This bridge is a good example of a deck cantilever truss bridge. A wide structure, it is configured as two superstructures (each having two truss lines) sitting directly beside each other on a single shared substructure. To see how this is the case, stand directly under the bridge and look up, to see not only four truss lines, but a tiny gap between each superstructure's deck.
The bridge includes a 236.5 foot suspended span. The suspended span follows a modified Warren truss configuration, while Pratt truss thinking is evident in the remaining truss system. The eastern end of the bridge has an approach system which includes an interesting "Y" detail to accommodate a ramp.

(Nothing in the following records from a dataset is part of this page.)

PR #1496, opened 2022-09-05
Solution

MaxManis:


src/transformState.js
```diff
@@ -5,7 +5,27 @@
...
+      // For the type of 'removeProperties':
+    } else if (action['type'] === 'removeProperties') {
+      for (const delItem of action['keysToRemove']) {
+        delete state[delItem];
+      }
+      // For the type of 'clear':
+    } else if (action['type'] === 'clear') {
+      for (const delAllItem in state) {
+        delete state[delAllItem];
+      }
```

This bridge is a later example of deck cantilever truss bridge technology but thanks to widespread nationwide demolition of this bridge type, this bridge is increasingly rare and significant. Equally rare is the fact that PennDOT chose to extensively rehabilitate this bridge rather than demolish and replace the bridge. Its a nice change. There were however a number of alterations made. Numerous rivets were replaced with bolts. Additionally, the suspended span hanger and the tension anchorage bearings at the ends of the truss were both supplemented with an additional system.
While it is not known if they were the on-site contractor for this bridge, shop drawings for this bridge were prepared by the Pittsburgh - Des Moines Steel Company of Pittsburgh, Pennsylvania indicating the fabricator of the superstructure.